If we embrace .005 as a threshold for significance, journals will immediately have to reconsider their publication practices. This may finally help journals to take the step towards publishing all research, regardless of outcomes (something we already do at Health Psychology Bulletin, by the way). After all, they have to make some choice anyway: this re-calibration can catalyze this change.
Researchers who have spent most of their career ‘striving for significance’ are more likely to start running larger sample sizes, which would be a great development. Also, study results that make it to the media will be much less likely to be wrong.
The brilliance of this proposal is that it, so to speak, subverts the system from within. Even though the paper’s authors probably all agree that in many situations, NHST is misapplied, and that it often shouldn’t be used in the first place, they managed to formulate a solution that works from within the present dysfunctional context. As they say, this is easy to implement, and doesn’t require new skills of the researchers who will have to use it.

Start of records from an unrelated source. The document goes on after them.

PR #4854, opened 2015-12-15
Don't assume toolbar is present

### LINKED ISSUE #4537: CMS_TOOLBAR_HIDE causes 'WSGIRequest' object has no attribute 'toolbar'
When `CMS_TOOLBAR_HIDE = True` then saving plugin causes `'WSGIRequest' object has no attribute 'toolbar'` `AttributeError` in `pageadmin.py`.

In `pageadmin.py`this:

```py
if not request.toolbar
```

should probably be replaced with:

```py
if not getattr(request, 'toolbar', False)
```

mkoistinen:
Fixes #4537 for me.

### DIFF
--- a/docs/reference/configuration.rst
+++ b/docs/reference/configuration.rst
@@ -922,7 +922,8 @@ CMS_TOOLBAR_HIDE
 default
     ``False``
 
-If True, the toolbar is hidden in the pages out django CMS.
+If True, the toolbar is hidden, even on CMS pages.
+
 To determine the internal url of django cms, you need to assign CMS_APP_NAME to use when you include ``'cms.urls'``
 
 Example::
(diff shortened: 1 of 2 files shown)


docs/reference/configuration.rst
```diff
@@ -922,7 +922,8 @@ CMS_TOOLBAR_HIDE
 default
     ``False``
 
-If True, the toolbar is hidden in the pages out django CMS.
+If True, the toolbar is hidden, even on CMS pages.
```
evildmp: Use double backticks around literals - ``True``

evildmp:
Shouldn't this include a regression test?

mkoistinen:
Well, we have tests for the toolbar working in general for both states of the setting `CMS_TOOLBAR_HIDE`, and we have tests for creating and saving plugins. All of which pass, so, I think we're ok.

yakky:
:+1:

PR #4546, opened 2015-10-05
Fix pagewidget

yakky:
Merge #4522 in support 3.0 with fixes
Fix #4522
Fix #4334
Fix #4443

PR #4858, opened 2015-12-17
Transfer changes of PR #4546 into support/3.1.x

leture:
In the referenced issues it was said that the change will be ported forward to 3.1.x but the bug is still in the in between published release 3.1.4.


yakky:
Sorry @leture my mistake.
I merged in 3.0 and porting to 3.1 through #4888

yakky:
Fixed in #4888

leture:
Thank you @yakky

PR #4865, opened 2015-12-22
Do not call transaction.atomic when used as a decorator

stephenpaulger:
Without this change I kept getting errors saying 

    TypeError: 'GeneratorContextManager' object is not callable

https://docs.djangoproject.com/en/1.8/topics/db/transactions/#controlling-transactions-explicitly

This is in line with the Django documentation. The test suite outcome is the same with and without this change.


yakky:
Merging this via #4918

Thanks @stephenpaulger for proposing this

PR #4866, opened 2015-12-23
Feature/deprecate plugin url properties

czpython:
* Deprecates the url properties on plugins
* Updates plugin documentation

This is a continuation of #4803


mkoistinen:
LGTM

PR #4868, opened 2015-12-26
Add aldryn_common to installed apps to avoid error when adding people…

kburts:
…: https://github.com/aldryn/aldryn-common/issues/14


FinalAngel:
This makes absolutely sense. Thank you @kburts for spotting this. Good to go @mkoistinen or @yakky

yakky:
thanks @kburts

PR #4869, opened 2015-12-26
Fixed broken imports

kburts:
cms_menus.py should be in polls_plugin/ not in env/src/... right? Or at least that's how I got it to work and editing the parent package as little as possible seems like a good thing.


mkoistinen:
Yes, thank you!

Issue #4862, opened 2015-12-21
Initiation of foundation() breaks "Add plugin" button


Ichag:
when including foundation 6 in your project the initiation of foundations 6 javascript will break the functionality of adding new content plugins to a page. the dialog to select a content element won't show up.

```javascript
<script src="https://code.jquery.com/jquery-2.1.4.min.js"></script>
<script src="https://cdnjs.cloudflare.com/ajax/libs/modernizr/2.8.3/modernizr.min.js"></script>
<script src="https://cdn.jsdelivr.net/foundation/6.0.5/foundation.min.js"></script>
<script>
    $(document).foundation();
</script>
```
to reproduce this issue: kickstart a new cms 3.2 version and include the foundation 6 javascript. 
after this you can't add a new content plugin in structure editing mode.

leesolway:
I can confirm this as i am having the same issue. 

Foundation Version:     "foundation-sites": "~6.0.6",

creimers:
I am experiencing a similar problem. Updating from djangoCMS 3.1 to 3.2, `$(document).foundation()` crashes Firefox and IE (both latest) in edit mode (script not responding). Chrome and Safari are fine. I'm using foundation 5.5.3.

vxsx:
@Ichag @leesolway would you mind trying to reproduce on `release/3.2.x` branch?

leesolway:
Tested with the 3.2.x release branch -- seems to be working

PR #4870, opened 2015-12-28
Foundation clash over data-tooltip

vxsx:
apparently [foundation](http://foundation.zurb.com/) initialises tooltips when it sees the `data-tooltip` attribute. This PR attempts to fix it by using more specific attribute for CMS css tooltips

additionally fixes future compatibility with libsass

should fix https://github.com/divio/django-cms/issues/4862


Brankub:
:+1:

Flight:
LGTM

PR #4871, opened 2015-12-28
More resilient apphooks

mkoistinen:
This PR allows the CMS to actually start even when there's an apphook that is configured on a page, but is no longer installed. A warning is emitted, but otherwise, the CMS will start and even the apphooked page can be viewed.

### DIFF
--- a/cms/appresolver.py
+++ b/cms/appresolver.py
@@ -17,7 +17,6 @@ except ImportError:
     from django.utils.importlib import import_module
 
 from django.conf import settings
-from django.conf.urls import patterns
 from django.contrib.sites.models import Site
 from django.core.exceptions import ImproperlyConfigured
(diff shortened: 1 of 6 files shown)


stefanfoulis:
:+1:

cms/appresolver.py
```diff
@@ -223,18 +237,22 @@ def get_app_patterns():
         if title.page_id not in hooked_applications:
             hooked_applications[title.page_id] = {}
         app = apphook_pool.get_apphook(title.page.application_urls)
+        if not app:
```
czpython: is this intentional? doing this would mean that one missing apphook interrupts the rest no?

mkoistinen: Ooh, good catch.

czpython:
:+1:

yakky:
@mkoistinen what's the status here?

mkoistinen:
Rebased

Issue #4808, opened 2015-12-02
Browser caches old cms.base.css when upgrading to 3.2


jsma:
Recently upgraded a site to 3.2 but staff were complaining that the admin toolbar is broken. This was due to their browser using the old `cms.bas.css` from cache since the url didn't change. Don't have time at the moment to look into this myself but is it possible to have the new build tools generate this file with the version in the file name e.g. `cms.base.3.2.css` so it forces the browser to download the latest?

FinalAngel:
@jsma thanks for the report, we are thinking of something like ``cms.base.css?randomtoken``. Just changing the filename causes reference problem inside different places.

vxsx:
well for css we actually could use different file names but since we cannot do that for js files (because they are used in external addons) i think we'll do that consistently and use a query param (even though it's not the best solution)

mkoistinen:
Please rename the file, adding a param is not the way to go here.

FinalAngel:
@mkoistinen we can't rename the file as it is referenced across multiple places.

mkoistinen:
Fixed by #4874.

PR #4872, opened 2015-12-28
add query string to static assets with cms version

vxsx:
in order to bust cache every time new release is made

PR #4874, opened 2015-12-28
add query string to static assets with cms version

vxsx:
in order to bust cache every time new release is made

reopen from #4872 
should fix https://github.com/divio/django-cms/issues/4808


mkoistinen:
We need to come up with a better solution for managing our static assets then query-params, but this LGTM otherwise.

PR #4875, opened 2015-12-28
Adds setting CMS_INTERNAL_IPS

mkoistinen:
Implements a means of restricting the toolbar to specific IP address or ranges (if iptools is used).

Includes tests and docs.


cms/utils/setup.py
```diff
@@ -38,6 +42,10 @@ def validate_settings():
                 'django.template.context_processors.request' not in context_processors):
             raise ImproperlyConfigured("django CMS requires django.template.context_processors.request in "
                                        "'django.template.backends.django.DjangoTemplates' context processors.")
+    # Warn on empty CMS_INTERNAL_IPS
+    if not get_cms_setting('INTERNAL_IPS'):
+        warn('The setting `CMS_INTERNAL_IPS` was not defined or is empty, this '
```
czpython: is this really necessary? I think it can get very annoying as usually this level of configuration is not needed. Also systems where ips are dynamically assigned can't really use this feature so I'd say we don't need to warn about it.
Documentation should be enough.

cms/middleware/toolbar.py
```diff
@@ -104,6 +137,9 @@ def process_request(self, request):
         else:
             request.session['cms_build'] = False
             request.session['cms_edit'] = False
+            request.session['cms_toolbar_disabled'] = True
+            # menu_pool.clear()
```
czpython: cleanup?

cms/utils/setup.py
mkoistinen: I think this is a reasonable startup check/warning. Anyone else care to weigh-in?

mkoistinen: I'll add a note in documentation about how to suppress this if someone really doesn't want to be reminded...

czpython:
:+1:

yakky:
In -0 on introducing this within 3.2.1, especially with a warning emitted by default

cms/utils/setup.py
yakky: I'm against emitting this warning: the overall majority of the CMS installations won't need this feature and I don't think we should force developers to add a setting to silence the warning

czpython: This is my feeling as well.

mkoistinen: Will remove the warning.

mkoistinen:
Warning removed.

mkoistinen:
Rebased

mkoistinen:
Rebased to develop (3.3)

czpython:
@mkoistinen looks like the rebase messed up the branch.

mkoistinen:
It *looks* like it, yes, but only because the PR is still wanting to merge to 3.2.x.

czpython:
@mkoistinen afaik you can't.. need to close the pr and open it again targeting the develop branch

mkoistinen:
I have never seen so many +1's in my life: https://github.com/isaacs/github/issues/18

mkoistinen:
Closing to move to new target branch ('develop')

PR #4876, opened 2015-12-29
declare forceTouchOnce before using it

vxsx:
the code didn't work previously and error was swallowed by $.proxy

in essence - now touch on the body actually forces tooltip to become a "touch" tooltip


Flight:
LGTM

Issue #4856, opened 2015-12-15
Treebeard error when copying/pasting plugin


czpython:
All plugins have an internal treebeard field called ``numchild`` whose value should be how many direct children does the plugin have.

Given the structure below:

![cms_plugin_copy_error](https://cloud.githubusercontent.com/assets/994951/11824945/7edebf36-a34a-11e5-8a71-d5a533eee0bb.png)

If I copy the nested Row 1 Column plugin and paste it under another plugin like the style plugin, the new plugin will have its ``numchild`` attribute set to 0, this means that this new plugin will raise an exception every time I try to add a new plugin to it.

Here's a screencast of the issue:

https://drive.google.com/file/d/0B9SwgyV0g1hSS3RLa0ptUEg5U3c/view

Progress:

- [x] Merge fix on CMS 3.2.x (https://github.com/divio/django-cms/pull/4878)
- [x] Add upgrade notes for CMS 3.2.1 (https://github.com/divio/django-cms/pull/4880)
- [x] Merge fix on CMS 3.1.x (https://github.com/divio/django-cms/pull/4881)
- [x] Add upgrade notes for CMS 3.1.5

jrief:
Today I ran into the same problem in CMS-3.2, when using the function ``cms.api.add_plugin``.

Something I don't understand, if someone adds a plugin as child to an existing plugin, then ``target is not None`` and line 345 ``plugin_base = plugin_base.move(target, pos=position)`` triggers.

Wouldn't this be the right place to recalculate the ``numchild`` for the target plugin?

czpython:
Hello,

The numchild value is calculated by treebeard automatically.
Can you post a gist of the code you're using to reproduce the problem?

jrief:
Sure, the working code is here: https://github.com/jrief/djangocms-cascade/blob/master/cmsplugin_cascade/clipboard/admin.py#L109

I'll try to extract the fundamental parts:

```
clipboard = Placeholder.objects.get(slot='clipboard')
language = 'en'
plugin = plugin_pool.get_plugin('BootstrapRowPlugin')
data = {'glossary': {}, 'numchild': 7}
root_instance = add_plugin(clipboard, plugin, language, **data)
```

here ``root_instance.numchild`` is set to 0 despite of its initial value of 7. I could live with that, if adding children would correct the problem.

Now, if I add another instance to the current one, say

```
child_instance = add_plugin(clipboard, plugin, language, target=root_instance, **data)
```

[...]

PR #4878, opened 2015-12-29
rewrites/fixes test for issue #4856

czpython:
The test will fail.
This is good because pr https://github.com/czpython/django-cms/pull/2 fixes it.


mkoistinen:
LGTM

Many responses to this proposal have argued that the solution is not simply shifting alpha, but instead statistics and methodology have to be applied properly. Researchers should use Bayesian approaches more, or set a custom alpha value for each study depending on what exactly they’re studying, or simply power their studies properly.
While all this is true, all these suggestions ignore the wider context and the inconvenient truth that many researchers don’t want to learn more statistics, and just want to do research and yield sensational results.
Appropriate humility
The New Alpha implores a much more humble attitude from the researcher. Researchers can keep on doing the same studies, and can even keep powering their studies for alpha = .05 - but their descriptions of their results would be much more accurate. This would prevent horrible articles like this one (based on this Plos One paper with 20 participants). The researchers would have indicated that their results are suggestive and deserving of more researcher; they would then have done the additional research, and in a follow-up paper based on a more powerful study, either refuted or confirmed the initial results. If this second paper would be covered in the media, the likelihood of spreading misinformation, eventually eroding trust in psychological science, would be much lower.
So, if nothing else, the New Alpha would foster appropriate humility. It would, hopefully, prevent reading too much into results from single studies. In that sense, it can be seen as a heuristic instrument to help ameliorate the biases scientists suffer, being human.